Saturday, September 8, 2012

The Girl Who Played With Fire

I'm excited to hear there is movement, if sluggish, forward on the sequel to The Girl With The Dragon Tattoo, The Girl Who Played With Fire.  But I'm concerned about what director David Fincher says in this article.  He wants to make it his own thing allegedly because there was criticism that he followed the book too closely? 

Really?  Really?  If that is even true, this is one of those cases where not every opinion is valid.  Some are just stupid.  Followed the book too closely?  Is that even a thing?

I'm willing to bet that's a bogus response, anyway.  What I suspect is that they're going to try to write more Salander into the sequel.  That's what the Swedish version of the film did after all, and people seemed content with it.  Besides, Rooney Mara got an Oscar nomination for her role as Salander.  It was huge.  How is more Salander a bad thing?

Here's the deal, though.  Girl Who Played With Fire is awesome because it takes that character we know to be competent yet brutal -- and we love her for it -- and makes her the prime suspect in a gruesome murder.  And then we don't see her for the majority of the story.  She disappears after we see her alone with the soon-to-be-victims.  We know she is definitely capable of a murder like this.  But we, like Blomkvist, have no idea why she would do it.  We care about her like he does, we know she's able like he does.  And we want to know where she is, like he does.

That may not sound like much, but it's so exciting to be in exactly the same situation as the main character in the story.  I've never experienced anything like it in a book.  To me, it is the most essential part of the story and the trick it pulls off most successfully.  Perhaps in the entire trilogy.  It also makes those precious few moments we do see her all the more meaningful.  To rob movie-goers of that experience will cheapen the film irrevocably. 

Mr.

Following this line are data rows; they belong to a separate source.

PR #10505, opened 2026-04-23
Closing the UI tab in multiplayer after losing fixed

Madwand99:
Fixed an issue in multiplayer matches where, after the human player had already lost, closing the match tab would only remove the UI while the remaining AI players kept playing in the background. This happened because the close/concede flow saw that no local human still needed to concede and treated the match as safe to close, even though the game itself was still running.

The fix updates AbstractGuiGame.concede() so that, in local non-network games, if all remaining active players are AI and no local human is still alive, Forge now explicitly ends the game with GameEndReason.AllHumansLost on the game thread. That allows the normal game-end cleanup path to run and prevents off-screen AI-vs-AI play from continuing after the tab is closed.

### DIFF
--- a/forge-gui/src/main/java/forge/gamemodes/match/AbstractGuiGame.java
+++ b/forge-gui/src/main/java/forge/gamemodes/match/AbstractGuiGame.java
@@ -2,6 +2,7 @@ package forge.gamemodes.match;
 
 import com.google.common.collect.*;
 import forge.game.GameEntityView;
+import forge.game.GameEndReason;
 import forge.game.GameLog;
 import forge.game.GameView;
 import forge.game.card.CardView;
@@ -375,6 +376,9 @@ public abstract class AbstractGuiGame implements IGuiGame, IMayViewCards {
                     return false;
                 }
             } else {
+                if (!ignoreConcedeChain && !isNetGame() && forceEndGameForRemainingAIs()) {
+                    return false;
+                }
                 return !ignoreConcedeChain;
             }
             if (isNetGame()) {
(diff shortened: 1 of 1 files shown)


forge-gui/src/main/java/forge/gamemodes/match/AbstractGuiGame.java
```diff
@@ -409,6 +413,38 @@ public boolean concede() {
         }
     }
 
+    private boolean forceEndGameForRemainingAIs() {
+        final GameView gameView = getGameView();
+        if (gameView == null || gameView.isGameOver()) {
+            return false;
```
tool4ever, line 419: the parent already checked GameOver, so this is redundant

forge-gui/src/main/java/forge/gamemodes/match/AbstractGuiGame.java
```diff
@@ -409,6 +413,38 @@ public boolean concede() {
...
+        }
+
+        boolean hasRemainingLocalHuman = false;
+        boolean hasRemainingAi = false;
+        for (PlayerView player : gameView.getPlayers()) {
+            if (!player.getHasLost()) {
+                if (isLocalPlayer(player) && !player.isAI()) {
```
tool4ever: seems useless to check for humans, they would have been conceded by parents logic before we ever reach this?

Madwand99: Fixed!

forge-gui/src/main/java/forge/gamemodes/match/AbstractGuiGame.java
Madwand99: Fixed!

tool4ever (approved):

PR #10506, opened 2026-04-23
Persistent Always-Yes / Always-No trigger preferences

MostCromulent:
## Summary

Extends the tiered Auto-Yield architecture from #10448 to repeatedly-firing optional triggered abilities. Pressing Y/N on an optional trigger prompt can now persist that decision across future firings of the same trigger, at a tier chosen by the user.

Triggers are governed by a new `UI_AUTO_TRIGGER_MODE` preference that is **separate from** the existing yield-mode preference, so users can tier triggers and yields independently (e.g. Per Card for yields, Per Ability (Install) for triggers).

Both desktop and mobile get an **Auto-Triggers** menu mirroring the existing Auto-Yields menu, with its own listing dialog and a separate Disable-All toggle. Most of the diff is this UI work — new `VAutoTriggers` views on both platforms and menu/hotkey/preferences wiring to mirror the existing Auto-Yields dialogs.

Persistence follows the same four-tier hierarchy as yields:
- **Per Card (Each Game)** — the default; preserves today's per-instance, per-game behaviour
- **Per Ability (Each Match)**
- **Per Ability (Each Session)**
- **Per Ability (Each Install)** — written to the existing \`auto-yields.dat\` file (schema is additive, so existing installs load unchanged)

Default is **Per Card (Each Game)**, so there is **no behavioural change** unless the user opts into a longer-lived tier.

## Design notes

- \`Trigger.getStableKey()\` / \`getYieldKey()\` produce user-decision keys paralleling \`SpellAbility.toUnsuppressedString()\` / \`yieldKey()\`.
- Public API mirrors yields: \`setShouldAlways{Accept,Decline,Ask}Trigger(String, boolean)\`.
- Tier is resolved per-side from the preference and does not cross the wire.
- Remote-client match startup replays persisted ACCEPT/DECLINE decisions via \`NetGameController.replayActiveTriggerDecisions\`, symmetric to \`replayActiveYields\`.
- Engine-internal integer trigger IDs (\`SpellAbility.getSourceTrigger()\`, \`MagicStack.hasStateTrigger(int)\`) are untouched — load-bearing for game-state queries, separate from the user-decision layer.
- Disable toggle is orthogonal to yields (separate menu item, separate flag).
- **Drive-by fix:** the existing yield-side \`setDisableAutoYields\` was client-local only — the server's \`remoteAutoYieldsDisabled\` flag never flipped on remote clients. Now wired through \`ProtocolMethod.setDisableAutoYields(Boolean)\` alongside the new trigger equivalent.

---


forge-game/src/main/java/forge/game/trigger/Trigger.java
```diff
@@ -149,6 +149,40 @@ public String toString(boolean active) {
         }
     }
 
+    /**
+     * Returns a stable key for persisting Always-Yes / Always-No decisions.
+     * Omits the per-game-state "triggerRemembered" suffix from toString so the
+     * key matches across game instances. Staleness across Forge versions or
+     * card-text edits is acceptable -- stale keys silently fail to match.
+     */
+    public final String getStableKey() {
```
tool4ever: just overload existing method

forge-gui/src/main/java/forge/localinstance/properties/ForgeConstants.java
```diff
@@ -352,6 +352,11 @@ public final class ForgeConstants {
     public static final String AUTO_YIELD_PER_ABILITY_SESSION = "Per Ability (Each Session)";
     public static final String AUTO_YIELD_PER_ABILITY_INSTALL = "Per Ability (Each Install)";
 
+    public static final String AUTO_TRIGGER_PER_CARD = "Per Card (Each Game)";
```
tool4ever: I wonder if this doesn't overcomplicate things too much:
do we really expect many users would need these on different levels given how closely related they are? 🤔

forge-gui-desktop/src/main/java/forge/screens/match/VAutoTriggers.java
```diff
@@ -0,0 +1,126 @@
...
+import forge.toolbox.FButton;
+import forge.toolbox.FCheckBox;
+import forge.toolbox.FList;
+import forge.toolbox.FOptionPane;
+import forge.toolbox.FScrollPane;
+import forge.util.Localizer;
+import forge.view.FDialog;
+
+@SuppressWarnings("serial")
+public class VAutoTriggers extends FDialog {
```
tool4ever: and with the same reasoning do we really want a separate window?
wouldn't it be easier if user doesn't have to switch around and if a trigger yield exists too just see its decision grouped with it...?

forge-gui/src/main/java/forge/localinstance/properties/ForgeConstants.java
MostCromulent: Yeah I was originally cautious you might want persistent yields but per-card triggers if you wanted to time combos in a particular way or change mid match. 

But thinking about it more: in that case you just don't use the always-yes/always-no settings, or you clear the ones you don't want in the menu. 

So I think fine to consolidate triggers and yields into the one preference hierarchy + menu. I'll refactor.

MostCromulent:
Have consolidated yield and triggers into same menu structure. 

Also added search filter since plausibly if you have "Per Install" preference you'll end up with a lot of saved decisions.

Screenshot 2026-05-05 064145

forge-game/src/main/java/forge/trackable/TrackableProperty.java
```diff
@@ -257,6 +257,7 @@ public enum TrackableProperty {
     //StackItem
     Key(TrackableTypes.StringType),
```
tool4ever, line 258: why are we not simply reusing this one?

forge-game/src/main/java/forge/game/trigger/Trigger.java
```diff
@@ -140,7 +150,7 @@ public String toString(boolean active) {
                     desc = TextUtil.fastReplace(desc, "EFFECTSOURCE", getHostCard().getEffectSource().getDisplayName());
             }
             sb.append(desc);
-            if (!this.triggerRemembered.isEmpty()) {
+            if (includeRemembered && !this.triggerRemembered.isEmpty()) {
```
tool4ever: wouldn't this part fit better into `WrappedAbility.getStackDescription` anyway?

forge-game/src/main/java/forge/game/spellability/SpellAbility.java
```diff
@@ -994,10 +994,10 @@ public void resetOnceResolved() {
         }
     }
 
-    // key for autoyield - the card description (including number) (if there is a card) plus the effect description
+    // key for autoyield - the card name (if there is a card) plus the effect description
     public String yieldKey() {
         if (getHostCard() != null) {
-            return getHostCard().toString() + ": " + toUnsuppressedString();
+            return getHostCard().getName() + ": " + toUnsuppressedString();
```
tool4ever: what's happening here?!
if we'd always drop the ID now `abilitySuffix` becomes useless...

forge-gui-desktop/src/main/java/forge/screens/match/views/VStack.java
```diff
@@ -301,15 +301,15 @@ private final class AbilityMenu extends JPopupMenu {
...
 
-        private Integer triggerID = 0;
+        private String triggerYieldKey = "";
+        private boolean triggerAbilityScope;
 
         public AbilityMenu(){
             jmiAutoYield = new JCheckBoxMenuItem(Localizer.getInstance().getMessage("cbpAutoYieldMode"));
             jmiAutoYield.addActionListener(arg0 -> {
                 final String key = item.getKey();
                 final boolean autoYield = controller.getMatchUI().getGameController().shouldAutoYield(key);
```
tool4ever: these can also be replaced with the new fields...?

forge-gui/src/main/java/forge/interfaces/IGameController.java
```diff
@@ -58,18 +58,20 @@ public interface IGameController {
...
     boolean getDisableAutoYields();
     void setDisableAutoYields(boolean disable);
 
     // Trigger accept/decline preferences
-    boolean shouldAlwaysAcceptTrigger(int trigger);
-    boolean shouldAlwaysDeclineTrigger(int trigger);
-    void setShouldAlwaysAcceptTrigger(int trigger);
-    void setShouldAlwaysDeclineTrigger(int trigger);
-    void setShouldAlwaysAskTrigger(int trigger);
+    boolean shouldAlwaysAcceptTrigger(String key);
```
tool4ever: how much could we reduce the code if we'd just consolidate the setters for Yield/Accept/Decline/Ask + their 3 getters into one for each which uses an int built from bit flags?

MostCromulent: > The interface bloat is real — the five trigger-decision methods on IGameController (3 setters + 2 getters) all funnel into AutoYieldStore's existing tri-state TriggerDecision enum (ASK / ACCEPT / DECLINE). The state lives as one value in storage; the interface just unspools it into method names.
> 
> One nuance on the literal bit-flag suggestion: the three states are mutually exclusive (you can't be "always-accept and always-decline"), so flags imply orthogonality that isn't there. The closer fit is to lift the existing TriggerDecision enum into IGameController:
> 
> ```java
> TriggerDecision getTriggerDecision(String key);
> void setTriggerDecision(String key, TriggerDecision decision, boolean isAbilityScope);
> ```
> 
> Yield is orthogonal (yield-priority on any SA, vs. auto-respond to optional-trigger prompts), so merging it into the same call would lose that distinction; better to leave the yield methods alone.
> 
> **Code-saved analysis**
> 
> The IGameController interface goes from 5 methods to 2, saving 3 lines. The forwarding bodies in PlayerControllerHuman, NetGameController, and YieldController save roughly 29 lines combined. The toggle pattern at call sites (6 sites at about 3 lines each) saves another 18 or so. The wire layer (YieldUpdate, server-side handlers) is neutral.
> 
> Net estimate is roughly 50 lines across about 10 files, with around 15 edit sites touched. The win is the API shape, not the LoC.

tool4ever: ok, sounds good

tool4ever (approved):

Fincher, I urge you to follow the book closely.  It's such a fun ride.  If you want to make it your own, don't fall into the same traps as the Swedish version.  Besides, people who have read the book don't want to see something new.  We want to see what we imagined come to life.  Fair warning:  any changes you make we'll probably hold against you.


  1. I'm going to say that "followed the book too closely" is a valid criticism. If I want the book's version of the story, I'll read the book. Every time something of artistic value is transferred, redone, or otherwise rereleased with a new person at the helm, there's room for artistic license. I think there's some value/validity in expecting that artistic license.

    1. Artistic license, sure. But if you take a look at Girl With The Dragon Tattoo, there's no denying Fincher left his mark on it. He displayed his art while being true to the story. There's definitely a balance there; I'm more in favor of a movie erring on the side of faithfulness to the source material. My issue is that they're talking about changing something in Played With Fire that was the most enjoyable part for me.